PROBLEM TO WORK ON: If a line in the records below contains the word "connector", copy it.

(Saved entries)
PR #1408, opened 2025-07-10
Added changes for read-vectored bidi at the gcsio layer.

ShreyasSinha:
Fastbyte Design doc: [go/fastbyte-gcs-connector](http://goto.google.com/fastbyte-gcs-connector)

Dataproc projects yet to be allowlisted for Fastbyte. I'll add Integeration Test in next cl.

### DIFF
--- a/gcsio/src/main/java/com/google/cloud/hadoop/gcsio/GoogleCloudStorage.java
+++ b/gcsio/src/main/java/com/google/cloud/hadoop/gcsio/GoogleCloudStorage.java
@@ -18,15 +18,21 @@ package com.google.cloud.hadoop.gcsio;
 
 import static com.google.common.base.Preconditions.checkArgument;
 
+import com.google.api.core.BetaApi;
 import com.google.api.services.storage.model.Folder;
+import com.google.cloud.storage.BlobId;
 import java.io.IOException;
 import java.net.URI;
+import java.nio.ByteBuffer;
 import java.nio.channels.SeekableByteChannel;
 import java.nio.channels.WritableByteChannel;
 import java.util.ArrayList;
 import java.util.List;
 import java.util.Map;
 import java.util.Optional;
+import java.util.concurrent.ExecutionException;
+import java.util.concurrent.TimeoutException;
+import java.util.function.IntFunction;
 
 /**
  * Interface for exposing the Google Cloud Storage API behavior in a way more amenable to writing
@@ -426,6 +432,23 @@ public interface GoogleCloudStorage {
       ListFolderOptions listFolderOptions,
       String pageToken)
       throws IOException;
+
+  /**
+   * Reads data from Google Cloud Storage using vectored I/O operations.
+   *
+   * @param {@link VectoredIORange} List of ranges to be read.
+   * @param allocate Function to allocate ByteBuffer for reading.
+   * @param blobId Id of the blob to be read.
+   * @return {@link VectoredIOResult} Result of the vectored I/O operation.
+   * @throws IOException on IO error
+   * @throws ExecutionException if the get computation threw an exception
+   * @throws InterruptedException if the current thread was interrupted while waiting for get
+   * @throws TimeoutException if the wait timed out
+   */
+  @BetaApi
+  VectoredIOResult readVectored(
+      List<VectoredIORange> ranges, IntFunction<ByteBuffer> allocate, BlobId blobId)
+      throws IOException, ExecutionException, InterruptedException, TimeoutException;
 
   /**
    * Gets information about an object or a bucket.
--- a/gcsio/src/main/java/com/google/cloud/hadoop/gcsio/GoogleCloudStorage.java
+++ b/gcsio/src/main/java/com/google/cloud/hadoop/gcsio/GoogleCloudStorage.java
@@ -20,7 +20,6 @@ import static com.google.common.base.Preconditions.checkArgument;
 
 import com.google.api.core.BetaApi;
 import com.google.api.services.storage.model.Folder;
-import com.google.cloud.storage.BlobId;
 import java.io.IOException;
 import java.net.URI;
 import java.nio.ByteBuffer;
@@ -30,8 +29,6 @@ import java.util.ArrayList;
 import java.util.List;
 import java.util.Map;
 import java.util.Optional;
-import java.util.concurrent.ExecutionException;
-import java.util.concurrent.TimeoutException;
 import java.util.function.IntFunction;
 
 /**
@@ -438,17 +435,13 @@ public interface GoogleCloudStorage {
    *
    * @param {@link VectoredIORange} List of ranges to be read.
    * @param allocate Function to allocate ByteBuffer for reading.
-   * @param blobId Id of the blob to be read.
-   * @return {@link VectoredIOResult} Result of the vectored I/O operation.
+   * @return {@link VectoredIOMetrics} Result of the vectored I/O operation.
    * @throws IOException on IO error
-   * @throws ExecutionException if the get computation threw an exception
-   * @throws InterruptedException if the current thread was interrupted while waiting for get
-   * @throws TimeoutException if the wait timed out
    */
   @BetaApi
-  VectoredIOResult readVectored(
-      List<VectoredIORange> ranges, IntFunction<ByteBuffer> allocate, BlobId blobId)
-      throws IOException, ExecutionException, InterruptedException, TimeoutException;
+  VectoredIOMetrics readVectored(
+      List<VectoredIORange> ranges, IntFunction<ByteBuffer> allocate, URI gcsPath)
+      throws IOException;
 
   /**
    * Gets information about an object or a bucket.
--- a/gcsio/src/main/java/com/google/cloud/hadoop/gcsio/GoogleCloudStorageClientImpl.java
+++ b/gcsio/src/main/java/com/google/cloud/hadoop/gcsio/GoogleCloudStorageClientImpl.java
@@ -546,9 +546,14 @@ public class GoogleCloudStorageClientImpl extends ForwardingGoogleCloudStorage {
   }
 
   @Override
-  public VectoredIOResult readVectored(
-      List<VectoredIORange> ranges, IntFunction<ByteBuffer> allocate, BlobId blobId)
-      throws IOException, ExecutionException, InterruptedException, TimeoutException {
+  public VectoredIOMetrics readVectored(
+      List<VectoredIORange> ranges, IntFunction<ByteBuffer> allocate, URI gcsPath)
+      throws IOException {
+    StorageResourceId resourceId =
+        StorageResourceId.fromUriPath(gcsPath, /* allowEmptyObjectName= */ false);
+    BlobId blobId =
+        BlobId.of(
+            resourceId.getBucketName(), resourceId.getObjectName(), resourceId.getGenerationId());
     logger.atFiner().log("readVectored() called for BlobId=%s", blobId.toString());
     long clientInitializationDurationStartTime = System.currentTimeMillis();
     AtomicInteger totalBytesRead = new AtomicInteger();
@@ -584,11 +589,13 @@ public class GoogleCloudStorageClientImpl extends ForwardingGoogleCloudStorage {
       ApiFutures.allAsList(transformFutures).get(30, TimeUnit.SECONDS);
       long rangedReadTime = System.currentTimeMillis() - rangedReadStartTime;
       logger.atFiner().log("Ranged read successful in %d", rangedReadTime);
-      return VectoredIOResult.builder()
+      return VectoredIOMetrics.builder()
           .setReadBytes(totalBytesRead.get())
           .setReadDuration(rangedReadTime)
           .setClientInitializationDuration(clientInitializationDuration)
           .build();
+    } catch (IOException | ExecutionException | InterruptedException | TimeoutException e) {
+      throw new IOException(e);
     }
   }
 
--- a/gcsio/src/main/java/com/google/cloud/hadoop/gcsio/GoogleCloudStorageClientImpl.java
+++ b/gcsio/src/main/java/com/google/cloud/hadoop/gcsio/GoogleCloudStorageClientImpl.java
@@ -54,6 +54,7 @@ import com.google.cloud.storage.Storage.BlobTargetOption;
 import com.google.cloud.storage.Storage.MoveBlobRequest;
 import com.google.cloud.storage.StorageException;
 import com.google.cloud.storage.StorageOptions;
+import com.google.cloud.storage.ZeroCopySupport.DisposableByteString;
 import com.google.common.annotations.VisibleForTesting;
 import com.google.common.base.MoreObjects;
 import com.google.common.base.Strings;
@@ -63,6 +64,7 @@ import com.google.common.collect.ImmutableSet;
 import com.google.common.flogger.GoogleLogger;
 import com.google.common.util.concurrent.FutureCallback;
 import com.google.common.util.concurrent.ThreadFactoryBuilder;
+import com.google.protobuf.ByteString;
 import io.grpc.ClientInterceptor;
 import java.io.IOException;
 import java.net.URI;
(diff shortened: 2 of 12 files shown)


gcsio/src/main/java/com/google/cloud/hadoop/gcsio/GoogleCloudStorage.java
```diff
@@ -427,6 +433,23 @@ ListPage<FolderInfo> listFolderInfoForPrefixPage(
...
+   * @param blobId Id of the blob to be read.
+   * @return {@link VectoredIOResult} Result of the vectored I/O operation.
+   * @throws IOException on IO error
+   * @throws ExecutionException if the get computation threw an exception
+   * @throws InterruptedException if the current thread was interrupted while waiting for get
+   * @throws TimeoutException if the wait timed out
+   */
+  @BetaApi
+  VectoredIOResult readVectored(
+      List<VectoredIORange> ranges, IntFunction<ByteBuffer> allocate, BlobId blobId)
```
singhravidutt: BlobId is SDK's model do we really want it to be part of gcsio interface?

gcsio/src/main/java/com/google/cloud/hadoop/gcsio/GoogleCloudStorage.java
```diff
@@ -427,6 +433,23 @@ ListPage<FolderInfo> listFolderInfoForPrefixPage(
...
+      throws IOException, ExecutionException, InterruptedException, TimeoutException;
```
singhravidutt: Not sure if it make sense to expose all concurrent exception to clients, can't we make decision about them in library in itself. Meaning, what should client do differently for `ExecutionException` (and others) and `IOException` ?

gcsio/src/main/java/com/google/cloud/hadoop/gcsio/VectoredIOResult.java
```diff
@@ -0,0 +1,48 @@
+package com.google.cloud.hadoop.gcsio;
+
+import com.google.auto.value.AutoValue;
+import javax.annotation.Nullable;
+
+@AutoValue
+/** Result of the complete vectoredIO read operation. */
+public abstract class VectoredIOResult {
```
singhravidutt: this is not a result. As in, it's not having the data of requested range but bunch of metrics we collect

gcsio/src/main/java/com/google/cloud/hadoop/gcsio/GoogleCloudStorageClientImpl.java
```diff
@@ -514,6 +545,62 @@ private static ExecutorSupplier getPCUExecutorSupplier(ExecutorService pCUExecut
         : ExecutorSupplier.useExecutor(pCUExecutorService);
   }
 
+  @Override
+  public VectoredIOResult readVectored(
```
singhravidutt: Looks like we have made it as a sync API, it defeats the purpose of gathering data as Future in VectoredIORange.

gcsio/src/main/java/com/google/cloud/hadoop/gcsio/GoogleCloudStorageClientImpl.java
```diff
@@ -514,6 +545,62 @@ private static ExecutorSupplier getPCUExecutorSupplier(ExecutorService pCUExecut
...
+      List<VectoredIORange> ranges, IntFunction<ByteBuffer> allocate, BlobId blobId)
+      throws IOException, ExecutionException, InterruptedException, TimeoutException {
+    logger.atFiner().log("readVectored() called for BlobId=%s", blobId.toString());
+    long clientInitializationDurationStartTime = System.currentTimeMillis();
+    AtomicInteger totalBytesRead = new AtomicInteger();
+    try (BlobReadSession blobReadSession =
+        storage.blobReadSession(blobId).get(30, TimeUnit.SECONDS)) {
```
singhravidutt: nit: why this is a future?

gcsio/src/main/java/com/google/cloud/hadoop/gcsio/GoogleCloudStorageClientImpl.java
```diff
@@ -514,6 +545,62 @@ private static ExecutorSupplier getPCUExecutorSupplier(ExecutorService pCUExecut
...
+      long clientInitializationDuration =
+          System.currentTimeMillis() - clientInitializationDurationStartTime;
+      logger.atFiner().log("Client Initialization successful in %d", clientInitializationDuration);
+      Map<VectoredIORange, ApiFuture<byte[]>> futures =
+          ranges.stream()
+              .collect(
+                  Collectors.toMap(
+                      Function.identity(),
+                      range ->
+                          blobReadSession.readAs(
```
singhravidutt: From https://github.com/googleapis/java-storage/blob/main/google-cloud-storage/src/main/java/com/google/cloud/storage/ReadProjectionConfigs.java#L99

It seems like sdk will use a memory space to hold on to the data and then we are copying it back to the memory space provided by the client via allocate. Am I correct?

What about us the using `ReadAsChannel` and pass on the array from the allocate?

gcsio/src/main/java/com/google/cloud/hadoop/gcsio/GoogleCloudStorage.java
ShreyasSinha: Good catch. I agree doesn't make sense to have SDK's model in interface, replaced it with gcspath.

gcsio/src/main/java/com/google/cloud/hadoop/gcsio/GoogleCloudStorage.java
ShreyasSinha: The idea is to allow consumer (if required) to have different behaviour for different set of exceptions. But I agree, I can't think of anything specific as of now the client would want to do with these apart from retrying for just few cases. Also I re-checked the whole interface, we are exposing IOException. 
I made the change to merge all exception into IOException.

gcsio/src/main/java/com/google/cloud/hadoop/gcsio/VectoredIOResult.java
ShreyasSinha: I agree its better to rename it VectoredIOMetrics.

gcsio/src/main/java/com/google/cloud/hadoop/gcsio/GoogleCloudStorageClientImpl.java
ShreyasSinha: Its an unfortunate naming convention, it doesn't hold the result. Changed it to VectoredIOMetrics instead.
The result is part of the input range which is populated async.

gcsio/src/main/java/com/google/cloud/hadoop/gcsio/GoogleCloudStorageClientImpl.java
ShreyasSinha: Its a SDK implementation for fastbyte bidi api.
It asynchronously sets up a new session corresponding to an object which can be used to read multiple times from a single object without performing  initialization, authentication checks and metadata lookups repeatedly.

gcsio/src/main/java/com/google/cloud/hadoop/gcsio/GoogleCloudStorageClientImpl.java
ShreyasSinha: I think you linked incorrectly, I am using asFutureBytes not asFutureByteString.

BenWhitehead: @singhravidutt Is correct, the bytes will accumulate in netty's pool until the future resolves, at which point they will be released after creating a single contiguous `byte[]` on the heap. Until the future resolves, no bytes will be held on the gc managed heap of the process.

Using a channel would reduce the accumulation in netty's pool (one in progress message + one pending message) would be the maximum buffer depth, but you would need a thread to read the bytes through the channel.

If you want to avoid the `byte[]` allocation, you can use the `asFutureByteString()` config. I'll add another comment with a diff showing how I'd write this.

gcsio/src/test/java/com/google/cloud/hadoop/gcsio/FakeBlobReadSession.java
```diff
@@ -0,0 +1,43 @@
...
+  public <Projection> Projection readAs(ReadProjectionConfig<Projection> readProjectionConfig) {
+    assertThat(readProjectionConfig).isInstanceOf(ReadAsFutureBytes.class);
+    RangeSpec range = ((ReadAsFutureBytes) readProjectionConfig).getRange();
+    return (Projection)
+        ApiFutures.immediateFuture(getSubString(range).getBytes(StandardCharsets.UTF_8));
+  }
+
+  private String getSubString(RangeSpec range) {
+    return TEST_STRING.substring(
+        (int) range.begin(), (int) (range.begin() + range.maxLength().getAsLong()));
```
BenWhitehead: I know this is test code, but I recommend using `Math.toIntExact` to convert the longs to ints. That way you are protected if overflow would happen.

gcsio/src/main/java/com/google/cloud/hadoop/gcsio/GoogleCloudStorageClientImpl.java
```diff
@@ -514,6 +545,69 @@ private static ExecutorSupplier getPCUExecutorSupplier(ExecutorService pCUExecut
...
+                  ApiFutures.transform(
+                      future,
+                      result -> {
+                        totalBytesRead.addAndGet(populateFileRangeFuture(result, allocate, range));
+                        return null;
+                      },
+                      boundedThreadPool)));
+      long rangedReadStartTime = System.currentTimeMillis();
+      // We need to wait for the futures before exiting the try-with-resources in order to avoid
+      // parent stream closed exception.
```
BenWhitehead: The following is how i'd write this interaction.

A few items to call out:
1. Starting the range read timer before submitting any of the ranges. The bytes will be submitted to gcs as soon as `readAs` completes, not when `future.get` is invoked.
2. Avoiding the map allocation. In your version, the keys of the map is only used in the second forEach. Instead, in my version the range is closed over by the transform created in the `map`
3. Transform the future returned from `readAs` immediately, we don't actually need that future once we define the transform.
4. by having the transform in the map, we can close over the range and don't need a map and another iteration of all the elements
5. Switch to using `DisposableByteString` to avoid any bytes being put on the heap by this code, or the sdk.

```suggestion
    // start opening the BlobReadSession
    ApiFuture<BlobReadSession> sessionFuture = storage.blobReadSession(blobId);
    try (BlobReadSession blobReadSession = sessionFuture.get(30, TimeUnit.SECONDS)) {
      long clientInitializationDuration =
          System.currentTimeMillis() - clientInitializationDurationStartTime;
      logger.atFiner().log("Client Initialization successful in %d", clientInitializationDuration);
      long rangedReadStartTime = System.currentTimeMillis();
      List<ApiFuture<?>> transformFutures = ranges.stream()
          .map(range -> {
            ApiFuture<DisposableByteString> futureBytes = blobReadSession.readAs(
                ReadProjectionConfigs.asFutureByteString()
                    .withRangeSpec(RangeSpec.of(range.getOffset(), range.getLength())));

            return ApiFutures.transform(futureBytes, disposableByteString -> {
              // wrap in try-with to ensure it is closed and the netty memory will be cleared
              try (DisposableByteString dbs = disposableByteString) {
                ByteString byteString = dbs.byteString();
                int size = byteString.size();
                ByteBuffer buf = ByteBuffer.allocate(size);
                // iterate over the sub-buffers that make up the ByteString to avoid any copying
                // of bytes into the heap before we copy them into buf
                for (ByteBuffer b : byteString.asReadOnlyByteBufferList()) {
                  buf.put(b);
                }
                buf.flip();
                totalBytesRead.addAndGet(size);
                range.getData().complete(buf);
                return null;
              } catch (IOException e) {
                // TODO: does something more connector appropriate here
                throw new RuntimeException(e);
              }
            }, boundedThreadPool);
          })
          .collect(Collectors.toList());
```

gcsio/src/test/java/com/google/cloud/hadoop/gcsio/GoogleCloudStorageClientTest.java
```diff
@@ -0,0 +1,111 @@
...
+    VectoredIOMetrics result =
+        gcsClientImpl.readVectored(
+            ranges, allocator, new URI("gs://" + TEST_BUCKET_NAME + "/" + TEST_OBJECT_NAME));
+
+    assertEquals(getReadVectoredData(ranges.get(0)), FakeBlobReadSession.SUBSTRING_20_10);
+    assertEquals(getReadVectoredData(ranges.get(1)), FakeBlobReadSession.SUBSTRING_50_7);
+    assertEquals(getReadVectoredData(ranges.get(2)), FakeBlobReadSession.SUBSTRING_65_17);
+
+    assertThat(result.getClientInitializationDuration()).isLessThan(100L);
+    assertThat(result.getReadDuration()).isLessThan(100L);
```
BenWhitehead: If these times are important to your test -- or any tests for that matter -- I recommend providing a clock or function to the instance under test where you can control the advancement of the time in your test instead of relying on wall time to cooperate.

gcsio/src/test/java/com/google/cloud/hadoop/gcsio/GoogleCloudStorageClientTest.java
```diff
@@ -0,0 +1,111 @@
...
+  private static final String TEST_OBJECT_NAME = "foo-object";
+
+  private static MockHttpTransport transport = mockTransport();
+
+  @Test
+  public void readVectored_successfulRead()
+      throws IOException, ExecutionException, InterruptedException, TimeoutException,
+          URISyntaxException {
+    GoogleCloudStorageClientImpl gcsClientImpl = getMockedGcsClientImpl(false);
+    IntFunction<ByteBuffer> allocator = (length) -> ByteBuffer.allocateDirect(length);
```
BenWhitehead: nit
```suggestion
    IntFunction<ByteBuffer> allocator = ByteBuffer::allocateDirect;
```

gcsio/src/test/java/com/google/cloud/hadoop/gcsio/GoogleCloudStorageClientTest.java
```diff
@@ -0,0 +1,111 @@
...
+    assertEquals(getReadVectoredData(ranges.get(2)), FakeBlobReadSession.SUBSTRING_65_17);
+
+    assertThat(result.getClientInitializationDuration()).isLessThan(100L);
+    assertThat(result.getReadDuration()).isLessThan(100L);
+  }
+
+  @Test
+  public void readVectored_returnsClientDuration() throws IOException, URISyntaxException {
+    GoogleCloudStorageClientImpl gcsClientImpl = getMockedGcsClientImpl(true);
+    IntFunction<ByteBuffer> allocator = (length) -> ByteBuffer.allocateDirect(length);
```
BenWhitehead: nit
```suggestion
    IntFunction<ByteBuffer> allocator = ByteBuffer::allocateDirect
```

BenWhitehead (changes requested):

gcsio/src/test/java/com/google/cloud/hadoop/gcsio/GoogleCloudStorageClientTest.java
ShreyasSinha: Makes sense. Need some broader changes rather than simply mocking the SUT, will do in future cls.

gcsio/src/test/java/com/google/cloud/hadoop/gcsio/FakeBlobReadSession.java
ShreyasSinha: Done.

gcsio/src/main/java/com/google/cloud/hadoop/gcsio/GoogleCloudStorageClientImpl.java
ShreyasSinha: Refactored accordingly.

gcsio/src/main/java/com/google/cloud/hadoop/gcsio/GoogleCloudStorageClientImpl.java
ShreyasSinha: I think there are a couple of things being discussed here:

1) Channel vs ByteString:
I think both of these are efficient in terms of space as they will just use the netty's pool as compared to byte[] which is using additional heap space as well.

2) ByteString vs Byte[]:
My ultimate aim was to use ByteString only.
I initially used byte[] to benchmark its memory usage against ByteString, as a prior discussion with Ben suggested there would be a negligible performance difference. Now that I'm confident we have addressed potential lifecycle management concerns with ByteString, particularly around unintentionally retaining Netty memory, I have updated the implementation to use it.

gcsio/src/main/java/com/google/cloud/hadoop/gcsio/GoogleCloudStorageClientImpl.java
singhravidutt: No, I meant to say that the way we have coded this API it's a sync APi and Futures we have added in VectoredIORanges are of not much use.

RESULT OF THIS TASK:
Fastbyte Design doc: [go/fastbyte-gcs-connector](http://goto.google.com/fastbyte-gcs-connector)
                // TODO: does something more connector appropriate here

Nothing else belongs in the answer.